This gives us the following results:

{
  "hits": [
     {
        "_id": "2",
        "_score": 0.14757764, 
        "_source": {
           "title": "Keeping pets healthy",
           "body": "My quick brown fox eats rabbits on a regular basis."
        }
     },
     {
        "_id": "1",
        "_score": 0.124275915, 
        "_source": {
           "title": "Quick brown rabbits",
           "body": "Brown rabbits are commonly seen."
        }
     }
   ]
}

: Document 2 now has a small lead over document 1.

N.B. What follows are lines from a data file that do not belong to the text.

Issue #5982, opened 2023-12-02
[Core ATen Opset] Lower aten_embedding


wonjoolee95:
In order for PyTorch/XLA to support the PyTorch core ATen opset, it requires lowering each core ATen op in PyTorch/XLA. This issue is used to track the PyTorch/XLA lowering for **aten_embedding**.

Here are some general guidelines to lowering this op:
  - Uncomment `@unittest.skip` or `@unittest.expectFailure` and run the unit test at [test_core_aten_ops.py](https://raw.githubusercontent.com/pytorch/xla/master/test/test_core_aten_ops.py). Eg: `pytest test/test_core_aten_ops.py -k test_aten_embedding_0`
  - Make code changes until the test passes. Read and follow [fix_lowering_for_core_aten_ops.md](https://github.com/pytorch/xla/blob/master/FIX_LOWERING_FOR_CORE_ATEN_OPS.md) for ideas to fix.
    - There may be multiple unit tests for a single op. For this op, the corresponding unit tests are:
      - test_aten_embedding_1
      - test_aten_embedding_2
    - Please also uncomment the skips for all these tests and ensure all tests are fixed.
    - Note that sometimes the fix may be to fix the unit tests itself. Please take a look at the corresponding unit tests to make sure the tests are valid.
  - Submit the PR!

For any questions, feel free to leave a comment in this PR.

wonjoolee95:
Note to assignee: `_embedding_bag` is also a core aten op (https://github.com/pytorch/pytorch/blob/main/aten/src/ATen/native/native_functions.yaml#L2318C9-L2318C23) and should also be lowered as part of this. Also we should lower the `_embedding_bag_forward_only` according to https://github.com/pytorch/xla/issues/2215.

wonjoolee95:
Hey @bhavya01, this should be a good next op you can work on. We can discuss details in our sync next week.

bhavya01:
Working on implementing EmbeddingBag. Looking at native pytorch implementation, the op handles a bunch of different use cases depending on the inputs. Will open a PR once a basic mean of the embedding vectors is working. https://github.com/pytorch/pytorch/blob/113138aa5575301d914c18bd882d6ab3735aa18a/aten/src/ATen/native/EmbeddingBag.cpp

bhavya01:
Was able to get a basic sum version of embedding bag working using xla::While node. Working on making small changes for mean, max and taking into account other params for the function.

wonjoolee95:
[...]

PR #6495, opened 2024-02-07
Lower the embedding op

bhavya01:
Reference: https://github.com/pytorch/pytorch/blob/113138aa5575301d914c18bd882d6ab3735aa18a/aten/src/ATen/native/Embedding.cpp#L37

The native pytorch implmentation also uses just the indices and weight matrix. Other options seem to be ignored.

### DIFF
--- a/test/cpp/test_aten_xla_tensor_5.cpp
+++ b/test/cpp/test_aten_xla_tensor_5.cpp
@@ -261,6 +261,9 @@ TEST_F(AtenXlaTensorTest, TestEmbedding) {
                                            /*scale_grad_by_freq=*/false,
                                            /*sparse=*/false);
     AllClose(b, xla_b);
+    ExpectCounterNotChanged("aten::.*", cpp_test::GetIgnoredCounters());
+    ExpectCounterChanged("xla::embedding_symint",
+                         cpp_test::GetIgnoredCounters());
   });
 }
 
--- a/torch_xla/csrc/aten_xla_type.cpp
+++ b/torch_xla/csrc/aten_xla_type.cpp
@@ -115,9 +115,10 @@ void CheckSubOperandTypes(at::ScalarType type1, at::ScalarType type2) {
 
 c10::optional<at::ScalarType> PromoteIntegralType(
     at::ScalarType src_dtype, const c10::optional<at::ScalarType>& opt_dtype) {
-  return opt_dtype.has_value() ? opt_dtype.value()
-         : at::isIntegralType(src_dtype, /*includeBool=*/true) ? at::kLong
-                                                               : opt_dtype;
+  return opt_dtype.has_value()
+             ? opt_dtype.value()
+             : at::isIntegralType(src_dtype, /*includeBool=*/true) ? at::kLong
+                                                                   : opt_dtype;
 }
 
 bool IsTypeWithLargerRangeThanLong(torch::ScalarType dtype) {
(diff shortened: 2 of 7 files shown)


wonjoolee95:
@bhavya01, is this ready to be reviewed? Also can you add a corresponding cpp unit test as it is a new op?

bhavya01:
@wonjoolee95 This PR should be ready for a review for #5982

wonjoolee95:
Do we already have a cpp test for this op? Also wil `embedding_bag` also be lowered in this PR or will that be in a follow-up PR?

wonjoolee95:
@bhavya01, can we ensure that the lowering get invoked correctly by adding the metric check in the `embedding` cpp test like https://github.com/pytorch/xla/blob/master/test/cpp/test_aten_xla_tensor_5.cpp#L246? 

Thanks, let's also work on the `embedding_bag` as we have the customer request on that op. Thanks for working on this!

bhavya01:
Added the check for metrics.  EmbeddingBag is still WIP.

test/cpp/test_aten_xla_tensor_5.cpp
```diff
@@ -261,6 +261,9 @@ TEST_F(AtenXlaTensorTest, TestEmbedding) {
                                            /*scale_grad_by_freq=*/false,
                                            /*sparse=*/false);
     AllClose(b, xla_b);
+    ExpectCounterNotChanged("aten::.*", cpp_test::GetIgnoredCounters());
+    ExpectCounterChanged("xla::embedding_symint",
```
wonjoolee95, line 265: nit: `xla::embedding_syntint` -> `xla::embedding*`. Not blocker, we can update in the EmbeddingBag PR.

wonjoolee95: Also want to confirm one thing -- before implementing this lowering (i.e. without the changes in this PR), does this metric assertion fail as expected? Just wanted to make sure that the `_symint` variant is getting recognized properly. It should, but just wanted to confirm.

But not a blocker, we can follow-up in the EmbeddingBag PR.

torch_xla/csrc/aten_xla_type.cpp
```diff
@@ -3515,11 +3515,10 @@ at::Tensor XLANativeFunctions::embedding_symint(const at::Tensor& weight,
     return at::native::embedding_symint(weight, indices, padding_idx,
                                         scale_grad_by_freq, sparse);
   }
-  // TODO: for now route to native, which dispatches supported XLA operations.
-  // We need to make use of the TPU embedding core here eventually.
```
wonjoolee95, line 3519: This comment (seems like it existed for a while) `We need to make use of the TPU embedding core here eventually.` makes me a bit cautious about the `Embedding` op. I assume this comment means to lower this op in a performant way, we somehow want to make use of the TPU embedding core? Just leaving this comment as a future reference. Also let's bring this comment back in the code so we are aware. Again, not a blocker, we can include as a follow-up in the next PR.

wonjoolee95 (approved):
Thanks! 

I left a few comments as follow-up items. Not a blocker, so feel free to merge this PR. But let's follow-up on the items in the next PR (preferably the EmbeddingBag PR).

test/cpp/test_aten_xla_tensor_5.cpp
bhavya01: Yes, without the change this check fails.

image

torch_xla/csrc/aten_xla_type.cpp
bhavya01: Sounds good. Will add it back in a follow up PR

The tie_breaker parameter makes the dis_max query behave more like a halfway house between dis_max and bool. It changes the score calculation as follows:

Take the _score of the best-matching clause.
Multiply the score of each of the other matching clauses by the tie_breaker.
Add them all together and normalize.

With the tie_breaker, all matching clauses count, but the best-matching clause counts most.

Note

The tie_breaker can be a floating-point value between 0 and 1, where 0 uses just the best-matching clause and 1 counts all matching clauses equally. The exact value can be tuned based on your data and queries, but a reasonable value should be close to zero, (for example, 0.1 - 0.4), in order not to overwhelm the best-matching nature of dis_max.

multi_match Query

The multi_match query provides a convenient shorthand way of running the same query against multiple fields.

Note

There are several types of multi_match query, three of which just happen to coincide with the three scenarios that we listed in “Know Your Data”: best_fields, most_fields, and cross_fields.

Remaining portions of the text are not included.